- _Exercise brief_: Go through the records below and copy out every line holding "reboot".

- _Dataset extract_:
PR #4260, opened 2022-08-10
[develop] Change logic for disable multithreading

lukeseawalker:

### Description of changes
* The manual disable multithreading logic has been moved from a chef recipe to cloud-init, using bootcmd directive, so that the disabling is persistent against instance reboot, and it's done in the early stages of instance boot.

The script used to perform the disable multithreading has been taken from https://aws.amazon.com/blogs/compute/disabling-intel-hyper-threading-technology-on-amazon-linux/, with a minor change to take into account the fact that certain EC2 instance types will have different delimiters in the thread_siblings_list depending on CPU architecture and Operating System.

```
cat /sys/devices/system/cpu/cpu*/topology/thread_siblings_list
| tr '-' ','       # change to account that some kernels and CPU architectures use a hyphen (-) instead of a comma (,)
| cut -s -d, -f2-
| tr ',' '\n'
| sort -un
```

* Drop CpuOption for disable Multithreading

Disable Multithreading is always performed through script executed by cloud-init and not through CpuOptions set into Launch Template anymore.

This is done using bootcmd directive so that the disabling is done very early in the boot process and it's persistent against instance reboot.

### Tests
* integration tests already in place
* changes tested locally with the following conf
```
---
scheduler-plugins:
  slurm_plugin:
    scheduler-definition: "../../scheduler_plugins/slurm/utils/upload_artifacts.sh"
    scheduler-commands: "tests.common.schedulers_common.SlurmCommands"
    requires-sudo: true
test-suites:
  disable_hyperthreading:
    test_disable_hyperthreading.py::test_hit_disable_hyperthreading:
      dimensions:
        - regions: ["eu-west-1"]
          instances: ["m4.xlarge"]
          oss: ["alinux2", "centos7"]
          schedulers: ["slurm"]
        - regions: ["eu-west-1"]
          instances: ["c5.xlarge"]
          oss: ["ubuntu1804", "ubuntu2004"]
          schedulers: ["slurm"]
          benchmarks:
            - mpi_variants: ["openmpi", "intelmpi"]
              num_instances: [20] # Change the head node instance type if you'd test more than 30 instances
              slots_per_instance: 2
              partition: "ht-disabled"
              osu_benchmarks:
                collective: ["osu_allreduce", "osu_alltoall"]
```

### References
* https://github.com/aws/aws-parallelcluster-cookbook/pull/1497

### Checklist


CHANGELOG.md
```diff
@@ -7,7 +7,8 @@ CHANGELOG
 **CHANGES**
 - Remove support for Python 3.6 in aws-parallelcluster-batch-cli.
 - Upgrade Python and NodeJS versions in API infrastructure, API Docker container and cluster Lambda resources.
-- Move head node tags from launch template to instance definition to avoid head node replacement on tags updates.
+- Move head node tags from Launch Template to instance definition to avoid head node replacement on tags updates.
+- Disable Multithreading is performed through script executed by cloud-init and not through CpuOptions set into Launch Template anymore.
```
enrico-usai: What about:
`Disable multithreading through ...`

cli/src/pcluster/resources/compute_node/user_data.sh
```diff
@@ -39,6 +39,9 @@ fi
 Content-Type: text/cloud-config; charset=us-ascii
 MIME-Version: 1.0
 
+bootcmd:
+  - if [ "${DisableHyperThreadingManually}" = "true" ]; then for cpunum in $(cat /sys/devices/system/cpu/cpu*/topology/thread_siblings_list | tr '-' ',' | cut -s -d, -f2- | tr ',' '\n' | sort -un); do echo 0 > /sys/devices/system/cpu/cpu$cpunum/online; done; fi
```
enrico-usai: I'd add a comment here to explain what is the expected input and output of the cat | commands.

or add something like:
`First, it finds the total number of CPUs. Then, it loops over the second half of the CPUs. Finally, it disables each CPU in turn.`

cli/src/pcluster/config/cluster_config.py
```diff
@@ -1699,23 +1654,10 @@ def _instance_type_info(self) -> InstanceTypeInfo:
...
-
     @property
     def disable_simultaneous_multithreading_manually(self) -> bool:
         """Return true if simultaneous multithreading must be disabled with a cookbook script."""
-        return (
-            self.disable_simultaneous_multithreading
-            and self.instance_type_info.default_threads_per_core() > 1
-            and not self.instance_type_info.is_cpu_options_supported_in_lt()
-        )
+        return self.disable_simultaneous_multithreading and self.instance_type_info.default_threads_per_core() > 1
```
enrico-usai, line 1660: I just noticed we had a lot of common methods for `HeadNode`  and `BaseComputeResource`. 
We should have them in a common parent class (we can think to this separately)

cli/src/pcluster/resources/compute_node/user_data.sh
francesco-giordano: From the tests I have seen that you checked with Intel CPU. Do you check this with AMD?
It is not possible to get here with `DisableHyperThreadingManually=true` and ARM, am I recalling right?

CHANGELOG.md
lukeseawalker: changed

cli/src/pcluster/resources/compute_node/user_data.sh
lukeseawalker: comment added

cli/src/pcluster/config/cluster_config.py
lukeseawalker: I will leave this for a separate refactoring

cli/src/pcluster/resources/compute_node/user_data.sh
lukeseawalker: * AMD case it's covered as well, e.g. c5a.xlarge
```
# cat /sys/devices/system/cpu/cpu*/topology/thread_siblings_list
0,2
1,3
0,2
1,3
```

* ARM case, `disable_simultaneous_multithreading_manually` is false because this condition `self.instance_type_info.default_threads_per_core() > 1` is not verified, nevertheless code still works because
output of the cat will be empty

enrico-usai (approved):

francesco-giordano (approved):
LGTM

==

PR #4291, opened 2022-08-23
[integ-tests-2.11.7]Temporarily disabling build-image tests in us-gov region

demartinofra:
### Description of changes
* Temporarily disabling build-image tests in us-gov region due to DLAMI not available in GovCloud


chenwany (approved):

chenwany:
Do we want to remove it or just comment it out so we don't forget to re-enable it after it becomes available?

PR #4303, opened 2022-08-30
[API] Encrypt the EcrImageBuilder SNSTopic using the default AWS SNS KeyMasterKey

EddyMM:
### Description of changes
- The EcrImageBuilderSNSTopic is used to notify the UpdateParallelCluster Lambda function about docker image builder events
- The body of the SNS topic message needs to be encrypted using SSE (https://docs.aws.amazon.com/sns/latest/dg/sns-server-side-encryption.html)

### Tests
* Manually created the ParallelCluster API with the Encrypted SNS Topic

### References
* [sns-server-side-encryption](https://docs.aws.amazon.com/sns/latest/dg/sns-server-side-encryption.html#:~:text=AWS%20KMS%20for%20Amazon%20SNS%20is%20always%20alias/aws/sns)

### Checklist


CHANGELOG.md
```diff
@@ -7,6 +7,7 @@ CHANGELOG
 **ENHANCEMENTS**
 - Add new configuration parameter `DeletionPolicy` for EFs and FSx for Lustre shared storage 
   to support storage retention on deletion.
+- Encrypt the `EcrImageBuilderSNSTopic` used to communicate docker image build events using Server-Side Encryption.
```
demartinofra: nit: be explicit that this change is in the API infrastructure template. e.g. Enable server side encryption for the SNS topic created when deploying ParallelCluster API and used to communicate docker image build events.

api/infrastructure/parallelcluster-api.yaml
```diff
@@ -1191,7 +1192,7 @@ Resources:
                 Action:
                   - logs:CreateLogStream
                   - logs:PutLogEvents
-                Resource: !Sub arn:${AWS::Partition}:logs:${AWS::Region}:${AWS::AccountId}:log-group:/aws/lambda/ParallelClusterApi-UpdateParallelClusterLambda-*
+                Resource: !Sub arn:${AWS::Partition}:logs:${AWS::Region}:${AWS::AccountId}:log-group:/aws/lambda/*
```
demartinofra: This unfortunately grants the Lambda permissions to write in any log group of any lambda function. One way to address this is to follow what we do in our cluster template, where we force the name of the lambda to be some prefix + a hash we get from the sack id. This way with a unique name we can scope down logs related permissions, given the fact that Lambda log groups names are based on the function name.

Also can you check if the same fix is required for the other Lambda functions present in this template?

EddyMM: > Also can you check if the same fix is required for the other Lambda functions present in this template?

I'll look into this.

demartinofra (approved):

- _Worked solution_:
* The manual disable multithreading logic has been moved from a chef recipe to cloud-init, using bootcmd directive, so that the disabling is persistent against instance reboot, and it's done in the early stages of instance boot.
This is done using bootcmd directive so that the disabling is done very early in the boot process and it's persistent against instance reboot.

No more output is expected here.